Records for this exercise below:

PR #1800, opened 2024-10-02
GSYE-568: Change hierarchy self consumption into percentage values

hannesdiedrich:

## Proposed changes

-

### DIFF
--- a/src/gsy_e/gsy_e_core/sim_results/endpoint_buffer.py
+++ b/src/gsy_e/gsy_e_core/sim_results/endpoint_buffer.py
@@ -201,8 +201,10 @@ class SimulationEndpointBuffer:
         for level, consumption_list in hierarchy_self_consumption_list.items():
             if len(consumption_list):
                 hierarchy_self_consumption[level] = sum(consumption_list) / len(consumption_list)
-
-        if len(hierarchy_self_consumption) > 0 and next(iter(hierarchy_self_consumption)) == 0:
+        if (
+            len(hierarchy_self_consumption) > 0
+            and hierarchy_self_consumption[next(iter(hierarchy_self_consumption))] == 0
+        ):
             # early return in case there is no self consumpton at all (in order to not devide by 0)
             return
 
--- a/src/gsy_e/gsy_e_core/sim_results/endpoint_buffer.py
+++ b/src/gsy_e/gsy_e_core/sim_results/endpoint_buffer.py
@@ -195,21 +195,18 @@ class SimulationEndpointBuffer:
 
     def create_hierarchy_stats(self, area: "AreaBase"):
         """Calculate hierarchy related statistics."""
-        hierarchy_self_consumption_list = {}
-        hierarchy_self_consumption = {}
-        self._calc_hierarchy_self_consumption(area, 0, hierarchy_self_consumption_list)
-        for level, consumption_list in hierarchy_self_consumption_list.items():
+        hierarchy_self_consumption_lists = {}
+        hierarchy_self_consumption = []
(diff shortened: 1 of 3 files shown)


src/gsy_e/gsy_e_core/sim_results/endpoint_buffer.py
```diff
@@ -195,14 +196,35 @@ def _create_results_handler(should_export_plots):
...
             if len(consumption_list):
-                self.hierarchy_self_consumption[level] = sum(consumption_list) / len(
-                    consumption_list
-                )
+                hierarchy_self_consumption[level] = sum(consumption_list) / len(consumption_list)
+        if (
+            len(hierarchy_self_consumption) > 0
+            and hierarchy_self_consumption[next(iter(hierarchy_self_consumption))] == 0
+        ):
+            # early return in case there is no self consumpton at all (in order to not devide by 0)
```
spyrostz, line 208:
```suggestion
            # early return in case there is no self consumption at all (in order to not devide by 0)
```
Nit

src/gsy_e/gsy_e_core/sim_results/endpoint_buffer.py
```diff
@@ -195,14 +196,35 @@ def _create_results_handler(should_export_plots):
...
+                ) * 100
+            else:
+                self.hierarchy_self_consumption_percent[level] = (
+                    (self_consumption - hierarchy_self_consumption[level + 1])
+                    / hierarchy_self_consumption[0]
+                ) * 100
+        if self.hierarchy_self_consumption_percent:
+            assert isclose(
+                sum(self.hierarchy_self_consumption_percent.values()), 100
+            ), "Self consumption percentages do not sum up to 100%"
```
spyrostz, line 225: This is a great assert, it will always confirm that this feature is working as expected, thanks!

src/gsy_e/gsy_e_core/sim_results/endpoint_buffer.py
```diff
@@ -195,14 +196,35 @@ def _create_results_handler(should_export_plots):
...
+        if (
+            len(hierarchy_self_consumption) > 0
+            and hierarchy_self_consumption[next(iter(hierarchy_self_consumption))] == 0
+        ):
+            # early return in case there is no self consumpton at all (in order to not devide by 0)
+            return
 
-    def _calc_hierarchy_stats(self, area: "AreaBase", level: int, results: Dict):
+        for level, self_consumption in hierarchy_self_consumption.items():
+            if level + 1 not in hierarchy_self_consumption:
```
spyrostz, line 212: Not that big of an issue, since it probably makes the solution simpler, however I think that `hierarchy_self_consumption` could be a list and not a dict, since the index / position in the list could be used as the level number. Regardless if you believe it is more explicit that way leave it as is.

spyrostz (approved):
2 minor comments, LGTM

src/gsy_e/gsy_e_core/sim_results/endpoint_buffer.py
hannesdiedrich: https://github.com/gridsingularity/gsy-e/pull/1800/commits/87ff961819ddf20482f0f1f6fd929f622c390d18

src/gsy_e/gsy_e_core/sim_results/endpoint_buffer.py
hannesdiedrich: I do not mind either way, so I changed it to be a list: https://github.com/gridsingularity/gsy-e/pull/1800/commits/87ff961819ddf20482f0f1f6fd929f622c390d18

BigTava (approved):
LGTM

spyrostz (approved):
LGTM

End of Records for this exercise.

Please work out how many lines of the data include the string "early" and reply with the number alone.

Answer to this problem:
4